Two towns are located at   A (2, 2) and   B (8, 10).

a. What are the coordinates of the midpoint of   AB.

 

b. What is the slope of the line that is perpendicular to AB.

 

c. Find the equation of the perpendicular bisector of   AB. Write your equation in the form   y = mx + c.

 

d. Graph A and B on a grid and connect them with a segment. Then accurately graph the perpendicular bisector of AB on the SAME GRAPH.

 

e. There is another town located at   C (2, 10). Plot point C on the SAME GRAPH and then draw in AC and BC.

      i. Find the midpoint of AC.

     ii. What is the slope of the line perpendicular to AC?

     iii. What is the equation of the perpendicular bisector of AC?

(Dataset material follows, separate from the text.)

PR #116, opened 2020-11-11
Basic estimator now accounts for constant term

max-radin:


mstechly:
Overall looks good, but I would add a test for a term which contains both constant and non-constant term.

     iv. Graph the perpendicular bisector of AC ONTO THE SAME GRAPH AS BEFORE.

 

f. Notice that the two perpecdicular bisectors you graphed in part D and part iv are intersecting. Find the point of intersection. Verify your solution by plotting it on your graph. Label the point of intersection as P.

 

g. Find the following distances using the distance formula. SHOW YOUR WORK. ROUND TO 3 SIGNIFICANT FIGURES.

    i. Find the distance from P to A

   ii. Find the distance from P to B.

   iii. Find the distance from P to C.

 

h. Explain the significance of point P in relation to point A, point B, and point C.